• **WHAT YOU ARE ASKED TO DO**
Take down each entry exactly as written.

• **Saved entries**
PR #4199, opened 2026-05-20
fix(clippy): allow wildcard match arms in delegate test assertions

### LINKED ISSUE #4197: clippy: wildcard_enum_match_arm fires in delegate.rs test code (cargo clippy --all-targets red on main)
## Problem

`crates/core/src/wasm_runtime/delegate.rs` has two `other =>` wildcard match arms in `#[cfg(test)]` code that trip `clippy::wildcard_enum_match_arm`:

- `delegate.rs:1609` — `other => panic!("Expected ApplicationMessage, got {other:?}")` on `OutboundDelegateMsg`
- `delegate.rs:1619` — `other => panic!("Expected ContextData, got {other:?}")` on `OutboundAppMessage`

`wildcard_enum_match_arm` is enabled crate-wide via `crates/core/Cargo.toml` `[lints]` (`wildcard_enum_match_arm = "warn"`). Running `cargo clippy --all-targets -- -D warnings` (or `--tests`) fails with 2 errors.

## Why CI is still green

CI's Clippy job runs `cargo clippy --locked -- -D warnings` (`.github/workflows/ci.yml:302`) — no `--all-targets` / `--tests`, so it only lints lib + bins, not test code. These two arms are in test modules, so CI never sees them.

## Likely cause

The freenet-stdlib 0.8.0 bump (#4144) added variants to `OutboundDelegateMsg` / `OutboundAppMessage`. The pre-existing `other =>` arms then started "also matching future added variants", which is what the lint flags.

## Suggested fix

Add `#[allow(clippy::wildcard_enum_match_arm)]` to the two arms, matching the existing pattern already used in the same file at `delegate.rs:542`, `:4180`, `:4188`. The wildcard-with-panic is intentional in these test assertions.

Optionally, also consider adding `--all-targets` to the CI Clippy invocation so test-code lint regressions are caught in future.

## Discovery

Found while running `cargo clippy -p freenet --lib --tests` during the PR #4171 work (post-#4129 review follow-up). Pre-existing, unrelated to #4171.

[AI-assisted - Claude]

sanity:
## Problem

`crates/core/src/wasm_runtime/delegate.rs` has two `other =>` wildcard match arms in `#[cfg(test)]` code that trip `clippy::wildcard_enum_match_arm` (enabled crate-wide via `crates/core/Cargo.toml` `[lints]`):

- `other => panic!("Expected ApplicationMessage, got {other:?}")` matching on `OutboundDelegateMsg`
- `other => panic!("Expected ContextData, got {other:?}")` matching on `OutboundAppMessage`

`cargo clippy --all-targets -- -D warnings` (or `--tests`) fails with 2 errors. CI's Clippy job runs `cargo clippy --locked -- -D warnings` without `--all-targets`/`--tests`, so it only lints lib+bins and never sees these test-code arms — that's why main's CI is green despite this. The arms started failing after the freenet-stdlib 0.8.0 bump added enum variants.

## Solution

Add `#[allow(clippy::wildcard_enum_match_arm)]` to each of the two enclosing `match` expressions, with a comment explaining the wildcard exists to satisfy the `#[non_exhaustive]` enums. The wildcard-with-panic is intentional in these test assertions — each test only cares about one specific variant, and the wildcard keeps the tests compiling against future stdlib variants.

This matches the existing pattern already used in the same file at `delegate.rs:542`, `:4180`, and `:4188`.

The change is deliberately minimal: just the two `#[allow]` attributes. A possible future follow-up is to add `--all-targets` to the CI Clippy invocation in `.github/workflows/ci.yml` so test-code lints are caught — that is intentionally **not** done here since it has broader blast radius (it could surface other test-code lint failures across the workspace).

## Testing

`cargo clippy -p freenet --all-targets -- -D warnings` now passes with zero errors (it failed with 2 errors before the change). `cargo fmt` clean.

Closes #4197

[AI-assisted - Claude]

### DIFF
--- a/crates/core/src/wasm_runtime/delegate.rs
+++ b/crates/core/src/wasm_runtime/delegate.rs
@@ -1604,10 +1604,16 @@ mod test {
                 ApplicationMessage::new(payload),
             )],
         )?;
+        // Wildcard satisfies #[non_exhaustive] on OutboundDelegateMsg so
+        // future stdlib variants don't break this test at compile time.
+        #[allow(clippy::wildcard_enum_match_arm)]
         let response: OutboundAppMessage = match &outbound[0] {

• **TASK OUTPUT**
PR #4199, opened 2026-05-20
fix(clippy): allow wildcard match arms in delegate test assertions

### LINKED ISSUE #4197: clippy: wildcard_enum_match_arm fires in delegate.rs test code (cargo clippy --all-targets red on main)
## Problem

`crates/core/src/wasm_runtime/delegate.rs` has two `other =>` wildcard match arms in `#[cfg(test)]` code that trip `clippy::wildcard_enum_match_arm`:

- `delegate.rs:1609` — `other => panic!("Expected ApplicationMessage, got {other:?}")` on `OutboundDelegateMsg`
- `delegate.rs:1619` — `other => panic!("Expected ContextData, got {other:?}")` on `OutboundAppMessage`

`wildcard_enum_match_arm` is enabled crate-wide via `crates/core/Cargo.toml` `[lints]` (`wildcard_enum_match_arm = "warn"`). Running `cargo clippy --all-targets -- -D warnings` (or `--tests`) fails with 2 errors.

## Why CI is still green

CI's Clippy job runs `cargo clippy --locked -- -D warnings` (`.github/workflows/ci.yml:302`) — no `--all-targets` / `--tests`, so it only lints lib + bins, not test code. These two arms are in test modules, so CI never sees them.

## Likely cause

The freenet-stdlib 0.8.0 bump (#4144) added variants to `OutboundDelegateMsg` / `OutboundAppMessage`. The pre-existing `other =>` arms then started "also matching future added variants", which is what the lint flags.

## Suggested fix

Add `#[allow(clippy::wildcard_enum_match_arm)]` to the two arms, matching the existing pattern already used in the same file at `delegate.rs:542`, `:4180`, `:4188`. The wildcard-with-panic is intentional in these test assertions.

Optionally, also consider adding `--all-targets` to the CI Clippy invocation so test-code lint regressions are caught in future.

## Discovery

Found while running `cargo clippy -p freenet --lib --tests` during the PR #4171 work (post-#4129 review follow-up). Pre-existing, unrelated to #4171.

[AI-assisted - Claude]

sanity:
## Problem

`crates/core/src/wasm_runtime/delegate.rs` has two `other =>` wildcard match arms in `#[cfg(test)]` code that trip `clippy::wildcard_enum_match_arm` (enabled crate-wide via `crates/core/Cargo.toml` `[lints]`):

- `other => panic!("Expected ApplicationMessage, got {other:?}")` matching on `OutboundDelegateMsg`
- `other => panic!("Expected ContextData, got {other:?}")` matching on `OutboundAppMessage`

`cargo clippy --all-targets -- -D warnings` (or `--tests`) fails with 2 errors. CI's Clippy job runs `cargo clippy --locked -- -D warnings` without `--all-targets`/`--tests`, so it only lints lib+bins and never sees these test-code arms — that's why main's CI is green despite this. The arms started failing after the freenet-stdlib 0.8.0 bump added enum variants.

## Solution

Add `#[allow(clippy::wildcard_enum_match_arm)]` to each of the two enclosing `match` expressions, with a comment explaining the wildcard exists to satisfy the `#[non_exhaustive]` enums. The wildcard-with-panic is intentional in these test assertions — each test only cares about one specific variant, and the wildcard keeps the tests compiling against future stdlib variants.

This matches the existing pattern already used in the same file at `delegate.rs:542`, `:4180`, and `:4188`.

The change is deliberately minimal: just the two `#[allow]` attributes. A possible future follow-up is to add `--all-targets` to the CI Clippy invocation in `.github/workflows/ci.yml` so test-code lints are caught — that is intentionally **not** done here since it has broader blast radius (it could surface other test-code lint failures across the workspace).

## Testing

`cargo clippy -p freenet --all-targets -- -D warnings` now passes with zero errors (it failed with 2 errors before the change). `cargo fmt` clean.

Closes #4197

[AI-assisted - Claude]

### DIFF
--- a/crates/core/src/wasm_runtime/delegate.rs
+++ b/crates/core/src/wasm_runtime/delegate.rs
@@ -1604,10 +1604,16 @@ mod test {
                 ApplicationMessage::new(payload),
             )],
         )?;
+        // Wildcard satisfies #[non_exhaustive] on OutboundDelegateMsg so
+        // future stdlib variants don't break this test at compile time.
+        #[allow(clippy::wildcard_enum_match_arm)]
         let response: OutboundAppMessage = match &outbound[0] {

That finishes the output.